**Your instructions**
Reproduce only the stretch of entries below that begins at the first line and ends at the line holding "Looks like they made".
*** Records for the task ***
PR #782, opened 2016-02-05
Add unpack step to netci.groovy for corefx binaries

iamjasonp:
Our Linux tests were not being run as corefx binaries were not being unpacked from the corefx build.pack. Unpack the artifacts from build.pack so that ./run-tests.sh can run in CI and produce us with test results

### DIFF
--- a/netci.groovy
+++ b/netci.groovy
@@ -76,6 +76,7 @@ def project = 'dotnet/wcf'
                 }
             
                 // Unpack
+                shell("unpacker ./corefx/bin/build.pack ./corefx/bin")
                 shell("unpacker ./bin/build.pack ./bin")
                 shell("""
 ./run-test.sh --coreclr-bins \${WORKSPACE}/coreclr/bin/Product/Linux.x64.Release \\


iamjasonp:
@dotnet-bot test ci please

iamjasonp:
@StephenBonikowsky, can you please review this change?

iamjasonp:
... with full knowledge that this will (should) get supplanted by build.sh at some point soon. However at the moment the practice is to build on Windows boxes and then copy to another box to test (corefx does this right now).

roncain:
LGTM, but I don't know how to evaluate it.  @iamjasonp and @StephenBonikowsky -- do you know what if anything is preventing us from moving to build.sh now?

iamjasonp:
It seems like the non-Windows test machines are there for one reason only - to test - this seems by convention in Jenkins. 

One major reason I see offhand why we'd refrain from using the Ubuntu machines to build is that there's 9 in the pool vs 72 for Windows build machines. So our builds would likely take longer (fewer machines), and we'd be hampering others who use the pool significantly by increasing the amount of time we take on those boxes.

roncain:
@iamjasonp -- so you are saying we will always keep run-test.sh around because it is faster?  I see CoreFx's netci.groovy seems to offer both flavors, though I don't know how they are used.  A build of CoreFx is definitely time consuming.

iamjasonp:
@roncain - 

>  I see CoreFx's netci.groovy seems to offer both flavors,

Looks like they made a change more recently than I synced my repo :D Based on my observation though, it seems ilke they only do this for outerloops and native builds - the innerloops still aren't using build.sh and are relying on a build-on-windows-then-copy mechanism.

If we use build.sh, we won't be building corefx - we'll merely be restoring packages from myget for corefx, so I'm not worried about that. 

That said - we aren't doing any Linux outerloops yet - we can cross that Bridge when we get there and there's a bit of work left :) The only reasons why I'm using build.sh really stem from me wanting to be a good citizen and not use a linux machine until necessary (i.e., only the short time needed for an innerloop test).

StephenBonikowsky:
LGTM

iamjasonp:
I'll merge this now. I think the decision to solely use ./build.sh warrants further discussion. Let me open up an issue for that.

PR #787, opened 2016-02-07
Fix PortManager addresses for resource domain

mconnew:
The remote addresses property wasn't being set in the test resource app domain. This fix sets the PortManager.RemoteAddresses value in the new app domain to match what's in the default app domain.


roncain:
LGTM.  Question only: how did this issue manifest itself?  Did some test fail?  Or did you manually observe firewall rules were wrongly formed?

mconnew:
I was trying to test between two hosts in different subnets. The TestResource app domain was using the RemoteAddresses value of LocalSubnet and the firewall rules were only being applied to the Bridge resource manager.

PR #793, opened 2016-02-09
Package S.P.SM as dotnet5.4 and consolidate facade builds.

### LINKED ISSUE #697: Consolidate the facades into a single build as dotnet*.
Investigate just having one build of our façade projects.

### LINKED ISSUE #698: Package System.Private.ServiceModel as dotnet* with a netcore50 specific build for UWP.

StephenBonikowsky:
* Package System.Private.ServiceModel as target framework .Net5.4
* The 5 ServiceModel facades only need to be built once for WcfCore.
* Fixes #698
* Fixes #697


wcf.targets
```diff
@@ -47,4 +47,9 @@
      <WcfToolsOutputPath>$(WcfRootFolder)bin\Wcf\tools\</WcfToolsOutputPath>
   </PropertyGroup>
 
+  <!-- Override ValidateIgnoreReference from Target 'ValidatePackageTargetFramework' in PackageLibs.targets -->
+  <ItemGroup>
+    <ValidateIgnoreReference Include="System.Private.ServiceModel" />
+  </ItemGroup>
+
```
StephenBonikowsky: @ericstj it took me a little while to discover this in PackageLibs.targets to get passed the indirect reference failures. I noticed that System.Private.Uri was added to this collection in the coreclr repo, I believe for Wcf we can just override it safely in our own repo.

It all builds and the packages look correct, could you confirm?

iamjasonp:
Buddy built - LGTM

roncain:
LGTM.  Would love to hear comments from @ericstj but don't block on this, as they can be addressed post-merge.

wcf.targets
ericstj: What error where you getting before you did this?  I'd expect ValidatePackageTargetFramework to walk the graph to S.P.SM and evaluate all of its references to determine if you are setting the right generation.

src/System.ServiceModel.Duplex/src/System.ServiceModel.Duplex.csproj
```diff
@@ -19,10 +19,7 @@
   <PropertyGroup Condition="'$(Configuration)|$(Platform)' == 'net46_Release|AnyCPU'" />
 
   <ItemGroup>
-    <TargetingPackReference Include="mscorlib" Condition="'$(TargetGroup)' != 'netcore50aot'" />
-    <TargetingPackReference Include="System.ServiceModel" Condition="'$(TargetGroup)' == 'net46'" />
-    <ProjectReference Include="$(SourceDir)System.Private.ServiceModel\src\System.Private.ServiceModel.csproj" Condition="'$(TargetGroup)' != 'net46'" >
-      <AdditionalProperties>OSGroup=Windows_NT</AdditionalProperties>
+    <ProjectReference Include="$(SourceDir)System.Private.ServiceModel\src\System.Private.ServiceModel.csproj" >
```
ericstj: Usually project references should match the set of properties defined in the builds file for the project they are referencing.  Since S.P.SM doesn't have an `AnyOS` build, but this project is building as `AnyOS`, this project reference would result in an extra build of S.P.SM that we'd never ship.  Instead you could choose one existing build (EG: the windows_nt one) to treat as the reference assembly for S.P.SM.  And example of this is the change @weshaggard made to System.IO: https://github.com/dotnet/corefx/commit/05a42a3841b706e1bba6cbaeedd630baf3a1a394

wcf.targets
ericstj: Also, ValidateIgnoreReference is only something we want to use for classic assemblies.  It's essentially saying that these assemblies don't follow the rules of generations so don't expect to be able to calculate their generation.  For S.P.SM it should be a normal assembly built on contracts, so you should be able to validate its generation.

src/System.ServiceModel.Duplex/src/System.ServiceModel.Duplex.csproj
```diff
@@ -5,7 +5,7 @@
     <AssemblyName>System.ServiceModel.Duplex</AssemblyName>
     <AssemblyVersion>4.0.1.0</AssemblyVersion>
     <IsPartialFacadeAssembly>true</IsPartialFacadeAssembly>
```
zhenlan: I know it's not the change of this PR, but S.SM.Duplex is _not_ a partial façade assembly.

src/System.ServiceModel.Http/src/System.ServiceModel.Http.csproj
```diff
@@ -5,7 +5,7 @@
     <AssemblyName>System.ServiceModel.Http</AssemblyName>
     <AssemblyVersion>4.1.0.0</AssemblyVersion>
     <IsPartialFacadeAssembly>true</IsPartialFacadeAssembly>
```
zhenlan: S.SM.Http is not a partial façade either. Actually none of our 5 contracts is partial façade. Not sure what impact this property has to the build, so just to point out.

wcf.targets
StephenBonikowsky: It cannot resolve a number of indirect dependencies (listed below) because it could not determine the generation.
Currently I'm setting the PackageTargetFramework to dotnet5.4, these dependencies are all new and not included in the list of assemblies for "5.4" in Generations.json
They should be listed in the section for "5.5" but they are not yet.
The tools package we pull down is already out of date from the file in the [buildtools](https://github.com/dotnet/buildtools/blob/master/src/Microsoft.DotNet.Build.Tasks.Packaging/src/PackageFiles/Generations.json) repo, it looks like they are moving to a new naming convention, and "5.5" will now be "1.4".
Should I open an Issue in the buildtools repo to add these new contracts to "1.4"?

So in the meantime I think we should ignore validation on S.P.SM. 

System.Security.Cryptography.Primitives
System.Security.Principal.Windows
System.Security.Cryptography.X509Certificates
System.Security.Claims
System.Collections.Specialized
System.Collections.NonGeneric
System.Reflection.TypeExtensions
System.Net.Security
System.Xml.XmlDocument
System.Net.WebSockets
System.Net.WebSockets.Client
System.Net.NameResolution
System.Security.Cryptography.Algorithms
System.Reflection.DispatchProxy
System.Net.Http.WinHttpHandler
System.Security.Cryptography.Encoding
System.Runtime.InteropServices.RuntimeInformatio

ericstj: That's happening because the facade projects aren't referencing these libraries, they aren't coming as part of the project reference, and NuGet isn't flowing them because the x-plat NuGet doesn't yet call into msbuild to determn

You could either directly reference all these packages or disable S.P.SM *only* in the facade projects.  Plese don't disable globally or you'll lose all of your validation.

src/System.ServiceModel.Duplex/src/System.ServiceModel.Duplex.csproj
StephenBonikowsky: Hmm, does it work differently on my own box than wherever we build the official packages? I don't see S.P.SM getting built twice on my machine, just once for Windows.

ericstj: I see, you are [defaulting the OSGroup in the S.P.SM project](https://github.com/dotnet/wcf/blob/master/src/System.Private.ServiceModel/src/System.Private.ServiceModel.csproj#L4).  In that case it won't build twice but it will be a race condition between the project reference (missing OSGroup global property) and the builds-file reference (with the OSGroup global property).
I've been working on cleaning these up as well as adding a logger to detect them.

src/System.ServiceModel.Http/src/System.ServiceModel.Http.csproj
ericstj: That's OK.  Full facade is just a special case of partial facade that is all type forwards.

src/System.ServiceModel.Duplex/src/System.ServiceModel.Duplex.csproj
StephenBonikowsky: So is the best practice in this case to remove it from S.P.SM and add it to the façade projects when referencing S.P.SM?

ericstj: Yes, as a temporary solution.  You'll be able to remove it once nuget starts flowing the dependencies between project-references.

src/System.ServiceModel.Http/src/System.ServiceModel.Http.csproj
zhenlan: Thanks for the clarification @ericstj.

ericstj: NP.  The name of that property has bugged me too /cc @mellinoe.

src/System.ServiceModel.Duplex/src/System.ServiceModel.Duplex.builds
```diff
@@ -7,13 +7,8 @@
...
     -->
-    <Project Include="System.ServiceModel.Duplex.csproj" >
-      <OSGroup>Windows_NT</OSGroup>
-    </Project>
-    <Project Include="System.ServiceModel.Duplex.csproj" >
-      <OSGroup>Windows_NT</OSGroup>
-      <TargetGroup>netcore50</TargetGroup>
-    </Project>
+    <Project Include="System.ServiceModel.Duplex.csproj" />
+
```
weshaggard: nit: empty line

weshaggard:
LGTM

wcf.targets
StephenBonikowsky: I will add a reference to the S.P.SM package.

StephenBonikowsky:

PR #781, opened 2016-02-05
Update packages to rc3-23809

iamjasonp:

PR #795, opened 2016-02-10
Update build sh and runt-test.sh to use enterprise myget feed

iamjasonp:


iamjasonp:
Note that this is just an additional commit over #781. This is to test commit 3c0d6ea

roncain:
@iamjasonp -- I don't understand the relation between #781 and this PR.  Are you saying this would be used instead of #781?  Merged after it?  It looks like this is logically just #781 plus edits for the .sh scripts, so I'm curious why it didn't just add to #781.  These are only questions -- don't block on it.
LGTM unless you have some other comments you want to include.

iamjasonp:
@roncain - What you said is exactly correct. 

I had to go AFK after committing the sh scripts, and I wanted to be able to merge #781 to master independently in case the scripts for any reason didn't work right. Looks like it has worked fine.

PR #799, opened 2016-02-11
Add +x permissions for init-tools.sh

iamjasonp:
No substantive changes here: 

`chmod a+x init-tools.sh`

So that init-tools.sh doesn't always show up as a change in git after running build.sh


roncain:
LGTM -- thanks for doing this.

Issue #769, opened 2016-02-01
.Net native: ExpectedExceptionTests.DuplexCallback_Throws_FaultException_DirectThrow failed


hongdai:
Running Test: ExpectedExceptionTests.DuplexCallback_Throws_FaultException_DirectThrow
  Assert.True:Expected 'System.ServiceModel.FaultException`1[FaultDetail]' to be thrown, however 'System.ServiceModel.CommunicationException' was thrown.
  Xunit.AssertTestException: Assert.True: Expected 'System.ServiceModel.FaultException`1[FaultDetail]' to be thrown, however 'System.ServiceModel.CommunicationException' was thrown.
     at Xunit.Assert.HandleFail(String assertionName, String message) in e:\ProjectK\src\QA\ToF\tests\FX\Conformance\Common\Xunit\Assertion.cs:line 605
     at Xunit.Assert.Throws(Action action, Object[] CS$0$0000) in e:\ProjectK\src\QA\ToF\tests\FX\Conformance\Common\Xunit\Assertion.cs:line 76
     at ExpectedExceptionTests.DuplexCallback_Throws_FaultException_DirectThrow(DuplexTaskReturnServiceCallback callbackService) in e:\ProjectK\src\NDP\FxCore\WcfOpen\src\System.Private.ServiceModel\tests\Scenarios\Client\ExpectedExceptions\ExpectedExceptionTests.cs:line 372
     at EntryPointMain.b__9() in e:\ProjectK\src\QA\ToF\PN\x86\rel\IL\FX\Conformance\System.Private.ServiceModel\4.0.0.0\WcfOpen\Scenarios\Client\ExpectedExceptions\Client.ExpectedExceptions.Tests.main.cs:line 22
     at System.Func$1.InvokeOpenStaticThunk()
     at System.ServiceModel.Dispatcher.MessageRpcProcessor.Invoke($MessageRpc rpc)
     at CoreFXTestLibrary.Internal.Runner.RunTestMethod$catch$0() in e:\ProjectK\src\QA\ToF\tests\FX\Conformance\Common\Xunit\Internal\Runner.cs:line 170
  ---- Test FAILED ---------------

hongdai:
Note that running test with only one worker failed as well.

hongdai:
This is caused by a Missing metadata exception:
[...]

PR #811, opened 2016-02-12
Add OperationFault to rd.xml

hongdai:
* This is needed to fix issue #769 from our side.
* Toolchain does not know we need this type and remove it during reduce
dependencies. Adding to rd.xml to explictly tell the toolchain we need it.
* I have verified the rd.xml fix worked by working around the toolchain bug 
189994: Reflection blocking applying to namespaces in unblocked assemblies.

### DIFF
--- a/src/System.Private.ServiceModel/src/Resources/System.Private.ServiceModel.rd.xml
+++ b/src/System.Private.ServiceModel/src/Resources/System.Private.ServiceModel.rd.xml
@@ -59,6 +59,11 @@
           </Method>
         </Type>
       </Namespace>
+      <Namespace Name="System.ServiceModel.Dispatcher">
+          <Type Name="FaultFormatter">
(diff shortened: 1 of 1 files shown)


roncain:
LGTM

src/System.Private.ServiceModel/src/Resources/System.Private.ServiceModel.rd.xml
```diff
@@ -59,6 +59,11 @@
           </Method>
         </Type>
       </Namespace>
+      <Namespace Name="System.ServiceModel.Dispatcher">
+          <Type Name="FaultFormatter">
+            <Type Name="OperationFault{T}" Dynamic="Required All" />
```
roncain: Ah, so this is the syntax for nested classes.  Good to know.  This comment originated from an experimental version of CodeFlow

iamjasonp:
LGTM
***
**Solution for this problem**
PR #782, opened 2016-02-05
Add unpack step to netci.groovy for corefx binaries

iamjasonp:
Our Linux tests were not being run as corefx binaries were not being unpacked from the corefx build.pack. Unpack the artifacts from build.pack so that ./run-tests.sh can run in CI and produce us with test results

### DIFF
--- a/netci.groovy
+++ b/netci.groovy
@@ -76,6 +76,7 @@ def project = 'dotnet/wcf'
                 }
             
                 // Unpack
+                shell("unpacker ./corefx/bin/build.pack ./corefx/bin")
                 shell("unpacker ./bin/build.pack ./bin")
                 shell("""
 ./run-test.sh --coreclr-bins \${WORKSPACE}/coreclr/bin/Product/Linux.x64.Release \\


iamjasonp:
@dotnet-bot test ci please

iamjasonp:
@StephenBonikowsky, can you please review this change?

iamjasonp:
... with full knowledge that this will (should) get supplanted by build.sh at some point soon. However at the moment the practice is to build on Windows boxes and then copy to another box to test (corefx does this right now).

roncain:
LGTM, but I don't know how to evaluate it.  @iamjasonp and @StephenBonikowsky -- do you know what if anything is preventing us from moving to build.sh now?

iamjasonp:
It seems like the non-Windows test machines are there for one reason only - to test - this seems by convention in Jenkins. 

One major reason I see offhand why we'd refrain from using the Ubuntu machines to build is that there's 9 in the pool vs 72 for Windows build machines. So our builds would likely take longer (fewer machines), and we'd be hampering others who use the pool significantly by increasing the amount of time we take on those boxes.

roncain:
@iamjasonp -- so you are saying we will always keep run-test.sh around because it is faster?  I see CoreFx's netci.groovy seems to offer both flavors, though I don't know how they are used.  A build of CoreFx is definitely time consuming.

iamjasonp:
@roncain - 

>  I see CoreFx's netci.groovy seems to offer both flavors,

Looks like they made a change more recently than I synced my repo :D Based on my observation though, it seems ilke they only do this for outerloops and native builds - the innerloops still aren't using build.sh and are relying on a build-on-windows-then-copy mechanism.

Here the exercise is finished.